**DATASET CONTENT**
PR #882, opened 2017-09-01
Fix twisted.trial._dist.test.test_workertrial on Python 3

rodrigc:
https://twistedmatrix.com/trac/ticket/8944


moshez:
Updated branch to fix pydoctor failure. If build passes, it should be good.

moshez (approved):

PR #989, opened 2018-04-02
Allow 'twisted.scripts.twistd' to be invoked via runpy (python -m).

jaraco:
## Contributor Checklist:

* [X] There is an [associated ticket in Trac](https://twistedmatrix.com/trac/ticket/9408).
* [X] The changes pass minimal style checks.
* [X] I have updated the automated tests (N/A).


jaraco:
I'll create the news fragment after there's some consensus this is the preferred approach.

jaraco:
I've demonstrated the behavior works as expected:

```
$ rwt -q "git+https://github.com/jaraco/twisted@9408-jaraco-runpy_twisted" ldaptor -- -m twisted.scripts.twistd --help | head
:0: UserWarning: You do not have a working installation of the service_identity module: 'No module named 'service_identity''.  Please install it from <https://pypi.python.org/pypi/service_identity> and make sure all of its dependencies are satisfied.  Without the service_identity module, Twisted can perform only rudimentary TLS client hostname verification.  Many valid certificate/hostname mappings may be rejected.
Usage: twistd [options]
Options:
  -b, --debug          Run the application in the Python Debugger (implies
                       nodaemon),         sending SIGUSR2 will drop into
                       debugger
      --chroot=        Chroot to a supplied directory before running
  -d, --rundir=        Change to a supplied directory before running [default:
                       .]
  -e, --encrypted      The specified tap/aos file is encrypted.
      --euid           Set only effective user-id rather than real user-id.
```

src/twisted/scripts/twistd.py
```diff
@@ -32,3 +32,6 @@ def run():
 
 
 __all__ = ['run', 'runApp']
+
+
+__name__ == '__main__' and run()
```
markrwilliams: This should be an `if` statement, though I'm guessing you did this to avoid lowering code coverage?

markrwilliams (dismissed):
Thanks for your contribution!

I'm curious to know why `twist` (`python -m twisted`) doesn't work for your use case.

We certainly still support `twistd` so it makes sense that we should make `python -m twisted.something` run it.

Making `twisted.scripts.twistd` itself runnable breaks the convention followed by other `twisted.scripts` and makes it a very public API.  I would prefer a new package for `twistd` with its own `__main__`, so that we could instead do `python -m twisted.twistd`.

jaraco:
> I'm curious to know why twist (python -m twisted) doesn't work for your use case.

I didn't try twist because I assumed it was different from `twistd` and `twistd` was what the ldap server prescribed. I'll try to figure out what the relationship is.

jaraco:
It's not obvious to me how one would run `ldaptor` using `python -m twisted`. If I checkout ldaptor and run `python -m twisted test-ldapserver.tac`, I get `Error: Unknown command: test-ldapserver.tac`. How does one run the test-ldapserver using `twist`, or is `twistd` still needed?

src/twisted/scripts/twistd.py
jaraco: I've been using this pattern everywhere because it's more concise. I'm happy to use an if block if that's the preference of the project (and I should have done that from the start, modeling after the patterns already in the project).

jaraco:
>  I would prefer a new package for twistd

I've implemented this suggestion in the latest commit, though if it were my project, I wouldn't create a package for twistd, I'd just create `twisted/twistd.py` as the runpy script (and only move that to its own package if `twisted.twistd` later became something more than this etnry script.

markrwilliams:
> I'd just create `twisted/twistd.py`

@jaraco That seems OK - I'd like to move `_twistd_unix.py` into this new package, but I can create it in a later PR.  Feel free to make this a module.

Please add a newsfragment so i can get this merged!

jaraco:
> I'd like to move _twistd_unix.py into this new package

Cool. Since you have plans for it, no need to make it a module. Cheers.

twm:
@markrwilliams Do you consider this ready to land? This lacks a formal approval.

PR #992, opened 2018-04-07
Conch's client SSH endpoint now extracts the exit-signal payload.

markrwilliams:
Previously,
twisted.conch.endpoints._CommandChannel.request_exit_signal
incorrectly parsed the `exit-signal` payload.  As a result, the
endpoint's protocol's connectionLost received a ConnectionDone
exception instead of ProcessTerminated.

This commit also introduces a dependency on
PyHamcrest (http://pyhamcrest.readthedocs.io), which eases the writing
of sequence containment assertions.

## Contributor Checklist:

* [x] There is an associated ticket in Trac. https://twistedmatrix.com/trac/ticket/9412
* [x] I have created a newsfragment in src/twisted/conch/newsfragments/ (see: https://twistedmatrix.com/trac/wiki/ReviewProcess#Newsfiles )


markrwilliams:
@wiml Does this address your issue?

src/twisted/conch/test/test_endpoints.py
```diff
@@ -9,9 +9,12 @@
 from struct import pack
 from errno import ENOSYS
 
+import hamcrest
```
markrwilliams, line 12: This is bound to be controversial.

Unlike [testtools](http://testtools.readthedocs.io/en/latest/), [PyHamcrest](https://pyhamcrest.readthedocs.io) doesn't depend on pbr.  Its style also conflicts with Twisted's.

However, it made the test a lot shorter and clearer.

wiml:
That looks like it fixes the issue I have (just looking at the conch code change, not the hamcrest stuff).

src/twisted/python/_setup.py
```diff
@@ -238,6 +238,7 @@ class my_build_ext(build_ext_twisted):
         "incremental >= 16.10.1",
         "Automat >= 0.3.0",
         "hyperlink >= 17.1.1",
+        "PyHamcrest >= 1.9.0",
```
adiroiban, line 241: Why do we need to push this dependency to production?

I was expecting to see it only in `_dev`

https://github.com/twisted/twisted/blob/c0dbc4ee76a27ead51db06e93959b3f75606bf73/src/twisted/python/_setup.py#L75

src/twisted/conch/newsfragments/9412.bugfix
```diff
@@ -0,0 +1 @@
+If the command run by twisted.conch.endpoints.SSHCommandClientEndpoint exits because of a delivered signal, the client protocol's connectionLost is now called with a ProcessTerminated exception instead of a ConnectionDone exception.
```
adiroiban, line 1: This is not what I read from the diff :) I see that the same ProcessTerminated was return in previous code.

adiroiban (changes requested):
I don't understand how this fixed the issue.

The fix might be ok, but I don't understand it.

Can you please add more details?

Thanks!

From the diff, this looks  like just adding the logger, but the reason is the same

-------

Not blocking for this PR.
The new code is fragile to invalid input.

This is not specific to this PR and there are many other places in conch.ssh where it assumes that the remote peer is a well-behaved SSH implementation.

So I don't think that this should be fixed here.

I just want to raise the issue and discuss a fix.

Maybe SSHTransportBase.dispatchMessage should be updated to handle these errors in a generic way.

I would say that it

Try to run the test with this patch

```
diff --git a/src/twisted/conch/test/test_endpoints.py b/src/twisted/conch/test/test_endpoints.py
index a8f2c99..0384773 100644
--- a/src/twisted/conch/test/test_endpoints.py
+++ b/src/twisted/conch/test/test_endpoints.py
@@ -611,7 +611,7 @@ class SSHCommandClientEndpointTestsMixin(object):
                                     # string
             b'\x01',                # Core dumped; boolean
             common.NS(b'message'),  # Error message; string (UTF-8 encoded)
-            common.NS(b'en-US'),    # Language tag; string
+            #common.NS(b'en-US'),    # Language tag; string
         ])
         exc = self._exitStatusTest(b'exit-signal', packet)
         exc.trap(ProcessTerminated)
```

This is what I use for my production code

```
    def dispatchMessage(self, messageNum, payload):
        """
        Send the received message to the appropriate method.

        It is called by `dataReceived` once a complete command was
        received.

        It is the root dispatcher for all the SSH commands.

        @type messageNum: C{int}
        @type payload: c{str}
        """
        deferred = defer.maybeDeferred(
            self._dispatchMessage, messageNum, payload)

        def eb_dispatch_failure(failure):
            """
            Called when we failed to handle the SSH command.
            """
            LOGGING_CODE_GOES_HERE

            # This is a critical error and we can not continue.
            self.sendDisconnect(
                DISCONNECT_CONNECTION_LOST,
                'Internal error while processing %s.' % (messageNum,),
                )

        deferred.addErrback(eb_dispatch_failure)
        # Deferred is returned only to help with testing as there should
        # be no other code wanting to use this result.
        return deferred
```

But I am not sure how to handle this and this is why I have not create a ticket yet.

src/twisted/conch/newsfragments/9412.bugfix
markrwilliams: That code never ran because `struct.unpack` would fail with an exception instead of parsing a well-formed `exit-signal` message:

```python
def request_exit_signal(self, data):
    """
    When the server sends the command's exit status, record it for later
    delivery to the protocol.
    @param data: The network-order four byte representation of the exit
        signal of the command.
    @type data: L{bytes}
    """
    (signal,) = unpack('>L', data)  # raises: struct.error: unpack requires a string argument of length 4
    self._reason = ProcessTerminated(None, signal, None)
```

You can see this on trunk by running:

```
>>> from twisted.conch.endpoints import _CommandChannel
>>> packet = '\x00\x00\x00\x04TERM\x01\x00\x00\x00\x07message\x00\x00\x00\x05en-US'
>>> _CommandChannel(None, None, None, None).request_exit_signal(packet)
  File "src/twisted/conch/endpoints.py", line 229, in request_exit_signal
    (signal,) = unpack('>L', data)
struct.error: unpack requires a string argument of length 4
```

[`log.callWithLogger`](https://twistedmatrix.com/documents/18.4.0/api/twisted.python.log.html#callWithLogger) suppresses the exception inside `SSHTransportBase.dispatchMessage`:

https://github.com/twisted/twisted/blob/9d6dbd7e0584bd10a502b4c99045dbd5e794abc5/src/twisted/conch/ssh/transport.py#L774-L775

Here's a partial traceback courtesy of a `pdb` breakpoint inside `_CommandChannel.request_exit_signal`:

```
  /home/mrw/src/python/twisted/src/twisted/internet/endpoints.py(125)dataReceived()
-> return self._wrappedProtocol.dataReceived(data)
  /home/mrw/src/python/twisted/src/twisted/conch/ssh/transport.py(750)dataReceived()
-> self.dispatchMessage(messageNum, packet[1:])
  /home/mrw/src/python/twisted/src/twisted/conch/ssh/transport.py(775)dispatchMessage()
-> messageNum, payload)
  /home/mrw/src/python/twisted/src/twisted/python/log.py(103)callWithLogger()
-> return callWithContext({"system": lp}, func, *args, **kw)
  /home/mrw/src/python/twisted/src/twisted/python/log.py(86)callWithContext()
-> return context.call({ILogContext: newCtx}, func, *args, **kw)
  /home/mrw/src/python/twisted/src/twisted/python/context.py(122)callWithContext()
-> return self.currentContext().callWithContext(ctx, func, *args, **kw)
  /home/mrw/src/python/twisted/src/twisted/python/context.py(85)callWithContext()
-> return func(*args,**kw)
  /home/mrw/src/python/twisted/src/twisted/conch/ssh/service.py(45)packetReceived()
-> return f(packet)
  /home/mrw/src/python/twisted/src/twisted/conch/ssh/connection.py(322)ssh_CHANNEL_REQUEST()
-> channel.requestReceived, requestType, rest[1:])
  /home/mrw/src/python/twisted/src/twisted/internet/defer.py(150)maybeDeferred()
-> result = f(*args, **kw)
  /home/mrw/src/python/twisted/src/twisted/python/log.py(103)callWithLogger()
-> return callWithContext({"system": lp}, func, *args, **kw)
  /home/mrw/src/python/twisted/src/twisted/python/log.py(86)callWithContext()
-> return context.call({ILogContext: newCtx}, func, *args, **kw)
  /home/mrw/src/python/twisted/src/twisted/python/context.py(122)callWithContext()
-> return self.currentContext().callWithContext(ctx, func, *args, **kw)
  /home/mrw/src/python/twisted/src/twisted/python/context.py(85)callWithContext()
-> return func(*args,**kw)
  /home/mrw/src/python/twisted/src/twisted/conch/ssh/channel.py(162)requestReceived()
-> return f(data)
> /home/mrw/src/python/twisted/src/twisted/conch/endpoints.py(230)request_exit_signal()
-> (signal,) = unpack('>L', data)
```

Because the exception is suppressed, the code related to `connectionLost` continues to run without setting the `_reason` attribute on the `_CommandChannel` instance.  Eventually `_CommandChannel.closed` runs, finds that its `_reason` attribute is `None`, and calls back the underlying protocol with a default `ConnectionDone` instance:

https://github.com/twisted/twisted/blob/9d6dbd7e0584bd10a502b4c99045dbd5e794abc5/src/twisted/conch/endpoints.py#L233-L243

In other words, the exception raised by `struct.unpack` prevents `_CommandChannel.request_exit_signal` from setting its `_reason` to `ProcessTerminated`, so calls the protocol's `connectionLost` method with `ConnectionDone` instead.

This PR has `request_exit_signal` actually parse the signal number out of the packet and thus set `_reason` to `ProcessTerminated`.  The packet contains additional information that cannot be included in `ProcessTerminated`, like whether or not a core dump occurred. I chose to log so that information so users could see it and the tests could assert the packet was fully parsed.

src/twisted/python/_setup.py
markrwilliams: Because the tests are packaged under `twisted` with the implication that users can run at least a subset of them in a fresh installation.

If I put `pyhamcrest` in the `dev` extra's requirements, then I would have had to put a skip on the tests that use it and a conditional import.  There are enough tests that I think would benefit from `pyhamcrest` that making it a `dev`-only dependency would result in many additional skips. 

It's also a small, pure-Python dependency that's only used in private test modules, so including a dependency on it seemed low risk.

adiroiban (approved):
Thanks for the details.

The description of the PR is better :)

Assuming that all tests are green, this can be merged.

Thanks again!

**TASK OBJECTIVE**
Your task is to show every line of the listing above containing "running".

**TASK OUTPUT**
      --chroot=        Chroot to a supplied directory before running
  -d, --rundir=        Change to a supplied directory before running [default:
You can see this on trunk by running:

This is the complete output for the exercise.